Supplied information section start

PR #8619, opened 2017-01-14
Package the sources necessary to produce Javadocs

jjaderberg:
When the fullBuild profile was removed some modules no longer produced
the sources-jar necessary in the downstream Javadocs build.
This adds `maven-source-plugin` to these modules directly so that
a sources-jar is produced by default as part of the `package` phase.

### DIFF
--- a/pom.xml
+++ b/pom.xml
@@ -69,9 +69,27 @@
           </systemPropertyVariables>
         </configuration>
       </plugin>
+      <plugin>
+        <groupId>org.apache.maven.plugins</groupId>
+        <artifactId>maven-source-plugin</artifactId>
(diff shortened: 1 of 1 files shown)


lassewesth:
@jjaderberg Why is this not just one single declaration at the root level?

jjaderberg:
@lassewesth Because we don't need a `sources-jar` from every module

lassewesth:
@jjaderberg Let's just build a sources jar for every module and keep the poms simple. Doing it per-module seems brittle

jjaderberg:
@lassewesth OK, I've moved it to the root pom.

Supplied information section end

● **The problem**: Reproduce all of the data. Leave every line unchanged.

● **Reply**:
PR #8619, opened 2017-01-14
Package the sources necessary to produce Javadocs

jjaderberg:
When the fullBuild profile was removed some modules no longer produced
the sources-jar necessary in the downstream Javadocs build.
This adds `maven-source-plugin` to these modules directly so that
a sources-jar is produced by default as part of the `package` phase.

### DIFF
--- a/pom.xml
+++ b/pom.xml
@@ -69,9 +69,27 @@
           </systemPropertyVariables>
         </configuration>
       </plugin>
+      <plugin>
+        <groupId>org.apache.maven.plugins</groupId>
+        <artifactId>maven-source-plugin</artifactId>
(diff shortened: 1 of 1 files shown)


lassewesth:
@jjaderberg Why is this not just one single declaration at the root level?

jjaderberg:
@lassewesth Because we don't need a `sources-jar` from every module

lassewesth:
@jjaderberg Let's just build a sources jar for every module and keep the poms simple. Doing it per-module seems brittle

jjaderberg:
@lassewesth OK, I've moved it to the root pom.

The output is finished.